* [Exercise description] Go through the listing beneath and show each line containing the string "sound".

* [Given information]
--- START ---

PR #12384, opened 2026-04-02
MdeModulePkg/Core/Dxe: Fix HeapGuard mem bin conflict

AmyChan-Intel:
# Description

HeapGuard should not make memory type bin decisions.
Update AdjustMemoryS() to return the guard-expanded allocation range,
and let Page.c validate that range against special memory type bins.
Also apply the same validation to guarded AllocateAddress requests.

- [ ] Breaking change?
- [ ] Impacts security?
- [x] Includes tests?

## How This Was Tested

CI workflows are running as expected and all checks pass.
Special pool tests also pass for all memory types.

## Integration Instructions

N/A

### DIFF
--- a/MdeModulePkg/Core/Dxe/Mem/HeapGuard.c
+++ b/MdeModulePkg/Core/Dxe/Mem/HeapGuard.c
@@ -817,18 +817,30 @@ UnsetGuardForMemory (
   @param[in]  Start           Start address of free memory block.
   @param[in]  Size            Size of free memory block.
   @param[in]  SizeRequested   Size of memory to allocate.
+  @param[out] GuardedStart    Start address of required range including
+                              any needed guard page.
+  @param[out] GuardedEnd      End address of required range including
+                              any needed guard page.
 
   @return The end address of memory block found.
   @return 0 if no enough space for the required size of memory and its Guard.
 **/
 UINT64
 AdjustMemoryS (
-  IN UINT64  Start,
-  IN UINT64  Size,
-  IN UINT64  SizeRequested
+  IN UINT64   Start,
+  IN UINT64   Size,
+  IN UINT64   SizeRequested,
+  OUT UINT64  *GuardedStart,
+  OUT UINT64  *GuardedEnd
   )
 {
-  UINT64  Target;
+  UINT64   Target;
+  BOOLEAN  NeedHeadGuard;
+  BOOLEAN  NeedTailGuard;
+
+  if ((GuardedStart == NULL) || (GuardedEnd == NULL)) {
+    return 0;
+  }
 
   //
   // UEFI spec requires that allocated pool must be 8-byte aligned. If it's
@@ -845,7 +857,8 @@ AdjustMemoryS (
     return 0;
   }
 
-  if (!IsGuardPage (Start + Size)) {
+  NeedTailGuard = !IsGuardPage (Start + Size);
+  if (NeedTailGuard) {
     // No Guard at tail to share. One more page is needed.
     Target -= EFI_PAGES_TO_SIZE (1);
   }
@@ -862,6 +875,11 @@ AdjustMemoryS (
       return 0;
     }
   }
+
+  NeedHeadGuard = !IsGuardPage (Target - EFI_PAGES_TO_SIZE (1));
+
+  *GuardedStart = NeedHeadGuard ? (Target - EFI_PAGES_TO_SIZE (1)) : Target;
+  *GuardedEnd   = NeedTailGuard ? (Target + SizeRequested) : (Target + SizeRequested - 1);
 
   // OK, we have enough pages for memory and its Guards. Return the End of the
   // free space.
--- a/MdeModulePkg/Core/Dxe/Mem/Page.c
+++ b/MdeModulePkg/Core/Dxe/Mem/Page.c
@@ -11,18 +11,7 @@ SPDX-License-Identifier: BSD-2-Clause-Patent
 #include "HeapGuard.h"
 #include <Pi/PiDxeCis.h>
 
-//
-// Entry for tracking the memory regions for each memory type to coalesce similar memory types
-//
-typedef struct {
-  EFI_PHYSICAL_ADDRESS    BaseAddress;
-  EFI_PHYSICAL_ADDRESS    MaximumAddress;
-  UINT64                  CurrentNumberOfPages;
-  UINT64                  NumberOfPages;
-  UINTN                   InformationIndex;
-  BOOLEAN                 Special;
-  BOOLEAN                 Runtime;
-} EFI_MEMORY_TYPE_STATISTICS;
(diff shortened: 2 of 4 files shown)


os-d:
Can you update the PR title and use the PR template for the description?

MdeModulePkg/Core/Dxe/Mem/Page.c
```diff
@@ -1622,6 +1628,28 @@ CoreInternalAllocatePages (
...
+      // allocation succeeds.  Guard pages may cross bin boundaries,
+      // which can trigger CoreMemoryMapSanityCheck ASSERT in DEBUG builds
+      // but is functionally harmless.  Platforms can add DXE headroom to
+      // avoid this fallback.  (HSD 16030160228)
+      //
+      DEBUG ((DEBUG_WARN, "[HeapGuard] Bin-aware search failed: Type=%d Pages=%d. "
+        "Guard may cross bin boundary. Add DXE headroom to fix.\n",
+        MemoryType, (UINT32)NumberOfPages));
+      mGuardBinFallbackCount++;
+      Start = FindFreePages (
```
os-d: I'm not following the need for this second commit. FindFreePages() will already go and search the default bin if the preferred bin fails, then if the default bin fails, it will try in all memory.

So your new allocation would only be needed if the memory was completely maxed out and two pages outside of the bins could not be found for allocations. That seems a pretty unlikely scenario.

MdeModulePkg/Core/Dxe/Mem/HeapGuard.c
```diff
@@ -863,6 +902,23 @@ AdjustMemoryS (
     }
   }
 
+  //
+  // Reject if guard pages would extend into a non-matching special memory
+  // type bin.  This prevents CoreMemoryMapSanityCheck violations when
+  // HeapGuard is enabled for all types (PCD 0x7FFF).  (HSD 16030160228)
```
os-d: Please drop the HSD number from all the changes, looks like an internal bug number. This issue could also occur in more cases than when HeapGuard is enabled for all types, you can drop that and the PCD values. This is just a change to ensure guard pages don't cross bin boundaries, regardless of how many types have heap guard enabled.

MdeModulePkg/Core/Dxe/Mem/HeapGuard.c
```diff
@@ -863,6 +902,23 @@ AdjustMemoryS (
     }
   }
 
+  //
+  // Reject if guard pages would extend into a non-matching special memory
+  // type bin.  This prevents CoreMemoryMapSanityCheck violations when
+  // HeapGuard is enabled for all types (PCD 0x7FFF).  (HSD 16030160228)
+  //
+  if (!IsGuardPage (Target - EFI_PAGES_TO_SIZE (1))) {
```
os-d: I don't think it is ideal that this brings bin knowledge into the heap guard code, I would prefer that stay in the Page.c code (though Gcd.c has some knowledge also). This check could be done in Page.c because we can easily tell when the head and tail guard have been added and can check against the bins there. However, that then leaks heap guard implementation details into Page.c, which is also not great.

Another possibility would be to ensure that the memory bins always have distinct gMemoryMap descriptors (or one that covers all bins), even though they are free memory. This could be done by adding a new attribute/capability bit, since gMemoryMap is not spec defined, it is an edk2 structure. But if the memory bins have their own gMemoryMap descriptors, this logic would already be okay, because it makes sure that the gMemoryMap desc boundary is not crossed. It also may prevent other issues like this from occurring in other places. Then, if memory allocation fails in all cases, the bin bit could be removed, let them merge with other free descs, and allocate again.

I think changing the heap guard code to be bin aware will work, though we should consider whether it is worthwhile to try a more holistic route, since we already have a lot of code that respects descriptor boundaries.

@mdkinney @kuqin12 what are your thoughts? I mostly want to make sure we are covering all cases and not spot fixing here and there. Again, having more of the code base need to know about the bins is not ideal, but heap guard is a memory feature, so not so bad for it to know about the bins.

MdeModulePkg/Core/Dxe/Mem/Page.c
AmyChan-Intel: The 2nd commit prevents allocation failures on platforms without sufficient DXE headroom while preserving guard protection, I can remove it if this is unnecessary.

mdkinney: @AmyChan-Intel Does this introduce new behavior?  Let's keep the behavior the same and guarantee that space for guard pages allocated as part of the main allocation and guarantee that no guard page allocation or free operation ever crosses a bin boundary

MdeModulePkg/Core/Dxe/Mem/HeapGuard.c
mdkinney: @os-d Does heap guard need to be bin aware?  The page allocator is already bin aware.  Why can't heap guard effectively be a layer on top of page allocation that grows the request as needed and the enlarged page allocation can succeed or fail with the page allocation guaranteeing no bin boundary crossings.

Does the current heap guard design need to be reconsidered?

mdkinney:
@AmyChan-Intel   The PR title and PR description needs to be updated and follow the PR template.

MdeModulePkg/Core/Dxe/Mem/HeapGuard.c
os-d: This was my original thought as well. The heap guard API would need to be redesigned slightly to return the updated range (that was my concern above if we don't change the API, then the page allocator would need to know heap guard internals). Then the page allocator can accept or reject the grow, as you said.

Because the heap guard API is only used by the page allocator, I think it would be appropriate and simple to change the API to return the new range and then let the allocator make the decision on whether that is appropriate or not.

kuqin12: @mdkinney can we make the gap between different memory bins (and the page immediately before and after the first and last bins) mandatory when the corresponding heap guard is enabled? And mark the applicable gaps to be guard pages. That should make the heap guard treat this gap as a shared guard page, but also bound the memory allocation of special types inside the bin, correct?

mdkinney: Are you suggesting that the init of the DXE Core when Heap Guard is enabled should do guard page allocations at specific locations around the bins to prevent the condition that this PR is attempting to address?

There is no guarantee there will be any gaps unused pages between the bins.  The size/alignment of the bins may match up exactly.  In which case, we would have to artificially increase the size of the bins when Heap Guard is enabled to guarantee there is unused space for a guard page.  Correct?

os-d:
As mentioned in the other PR, I put up a PR that proposes to solve this in a different way after an offline discussion: https://github.com/tianocore/edk2/pull/12491.

PR #12387, opened 2026-04-02
MdeModulePkg: Add a check and close Blocko2 protocol

kanagavels97:

# Description

During the DiskIoDriverBindingStart, both the BlockIo and BlockIo2 protocols are opened for the specified controller handle. The Instance->SharedWorkingBuffer is then allocated based on the BlockSize. If the BlockSize is zero, indicating that the handle does not support Read/Write operations, the buffer will not be allocated. A NULL check is performed on the SharedWorkingBuffer, and if it is NULL, the process jumps to the ErrorExit. In the ErrorExit section, only the BlockIo protocol is closed, while the BlockIo2 protocol remains open.

## How This Was Tested

Added the above changes and verified disconnect UFS device supports WLUN (44h), which is used for the RPMB feature.

### DIFF
--- a/MdeModulePkg/Universal/Disk/DiskIoDxe/DiskIo.c
+++ b/MdeModulePkg/Universal/Disk/DiskIoDxe/DiskIo.c
@@ -121,9 +121,11 @@ DiskIoDriverBindingStart (
   IN EFI_DEVICE_PATH_PROTOCOL     *RemainingDevicePath OPTIONAL
   )
 {
-  EFI_STATUS            Status;
-  DISK_IO_PRIVATE_DATA  *Instance;
-  EFI_TPL               OldTpl;
+  EFI_STATUS              Status;
+  DISK_IO_PRIVATE_DATA    *Instance;
+  EFI_TPL                 OldTpl;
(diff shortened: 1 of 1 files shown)


kanagavels97:
Hi @mdkinney 

https://github.com/tianocore/edk2/pull/10762#discussion_r1979831228

Changes are made according to the above comment. Please review the changes.

Thanks,
Kanagavel

MdeModulePkg/Universal/Disk/DiskIoDxe/DiskIo.c
```diff
@@ -216,16 +221,25 @@ DiskIoDriverBindingStart (
...
+    if (Instance->BlockIo2 != NULL) {
+      gBS->CloseProtocol (
+             ControllerHandle,
+             &gEfiBlockIo2ProtocolGuid,
+             This->DriverBindingHandle,
+             ControllerHandle
+             );
+    }
+
+    if (Instance != NULL) {
```
spbrogan, line 240: you moved your Instance NULL check to here but reference Instance above.  Do you have a safety check?

PR #12391, opened 2026-04-02
UefiCpuPkg: ArmMmuLib: Check if Block Split Following Page Alloc

os-d:
# Description

Currently, there is a bug in UpdateRegionMappingRecursive() when guard pages are enabled and a large page is being split.

The code checks whether the page table is a block or table and seeing that it is a block, allocates a new page table for the next level. However, when it does this, it will call an additional recursive call into the page table updating logic to make sure the new page table page is mapped. In addition, when guard pages are enabled, it will mark the guard page as RP. If the guard page is in the same block as we are already trying to split, the recursive call will split the block and mark the guard page as RP.

When we return to the original call, it will fill out the now orphaned page table but never install it into the page table hierarchy (and if it did, it would lose the guard page). This has been observed to cause a driver's code section to still have NX set on it and so crash when trying to execute.

This commit resolves the issue by checking if the block has already been split when we return from the new page table allocation. If it has, we simply update the existing table mapping instead of trying to split the block.

The allocated page table page cannot be immediately freed, because this might trigger the block to get re-merged, so a reference to it is held until the end of updating this level and subsequent levels, when it can be safely freed.

- [ ] Breaking change?
- [ ] Impacts security?
- [ ] Includes tests?

## How This Was Tested

Tested on two physical ARM64 platforms from two different silicon vendors who were hitting this crash and now boot after this patch.

## Integration Instructions

N/A.


UefiCpuPkg/Library/ArmMmuLib/AArch64/ArmMmuLibCore.c
```diff
@@ -338,44 +341,59 @@ UpdateRegionMappingRecursive (
...
+        // Allocating a page may have split this block if a guard page
+        // was allocated in this block. Check if this is already split
+        // and if so skip the splitting logic
+        //
+        if (IsTableEntry (*Entry, Level)) {
           //
-          // Make sure we are not inadvertently hitting in the caches
-          // when populating the page tables.
+          // Don't free the page table here, we may end up recreating the
+          // large page
```
ardbiesheuvel: Why is this true? Is it because the guard page will be freed as well, freeing up the whole block? Is there a way to free the page but not the guard page?

UefiCpuPkg/Library/ArmMmuLib/AArch64/ArmMmuLibCore.c
```diff
@@ -433,6 +451,15 @@ UpdateRegionMappingRecursive (
     }
   }
 
+  //
+  // We may have left an orphaned page table page if we discovered a
+  // recursive call already split a block.
+  //
```
ardbiesheuvel, line 464: Couldn't this happen more than once, i.e., once for the misaligned start and once for the misaligned end? So having a single variable would not be sufficient then.

UefiCpuPkg/Library/ArmMmuLib/AArch64/ArmMmuLibCore.c
os-d: Yeah, if we allocated a new guard page in the last allocation, when we go to free the page table, it will free the guard page as well. The guard page only gets preserved when it is being shared with another allocation (e.g. head of one, tail of the other), but in this case it would be a newly allocated guard page, otherwise the block would already have been split.

There is no way from CpuDxe to free the page but not the guard page. The core can, but only by setting a global variable.

x86 gets around this issue (and related issues) by preallocating page table pages: https://github.com/tianocore/edk2/blob/76406ef119625ee3185d4ae3bf7701147dba50ac/UefiCpuPkg/CpuDxe/CpuPageTable.c#L1218. In Patina these kind of issues led to our design of having the core own the page table and doing the self map, so that the page table pages are not identity mapped (to be fair, Patina also doesn't have heap guard enabled yet, but having the core own the page table and the special logic for the page allocation prevents the issue).

A long while ago I had brought a PR to edk2 to add a page table pool for ARM64 like x86 had that was rejected, as a result on our side we dropped that commit and reworked some memory protections to accommodate.

UefiCpuPkg/Library/ArmMmuLib/AArch64/ArmMmuLibCore.c
os-d: That's a good point, thanks. Yes, if the allocation crossed a large page boundary and both sides were still mapped as large pages then you could have two tables to free. I'll update this to account for that.

os-d:
@ardbiesheuvel I have addressed your feedback, please re-review when you have a chance.

ardbiesheuvel (approved):
I'm not thrilled that we need this, but the logic is sound, and the problem is real.

os-d:
> I'm not thrilled that we need this, but the logic is sound, and the problem is real.

Agreed. I don’t like that this is needed.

--- END ---

* [Exercise solution]
I'm not thrilled that we need this, but the logic is sound, and the problem is real.
> I'm not thrilled that we need this, but the logic is sound, and the problem is real.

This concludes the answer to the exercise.